Your task is to copy each line of the material that includes "groups".

========================

PR #5575, opened 2026-06-11
docs: document Fatras barcode identifiers

### LINKED ISSUE #2796: Write fatras documentation
https://acts.readthedocs.io/en/latest/fatras/fatras.html#id1

Improve documentation of Barcode!

hadronic-arvind:
Closes #2796

### DIFF
--- a/docs/groups/fatras.md
+++ b/docs/groups/fatras.md
@@ -1,0 +1,93 @@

========================

*Your response*:
--- a/docs/groups/fatras.md
+++ b/docs/groups/fatras.md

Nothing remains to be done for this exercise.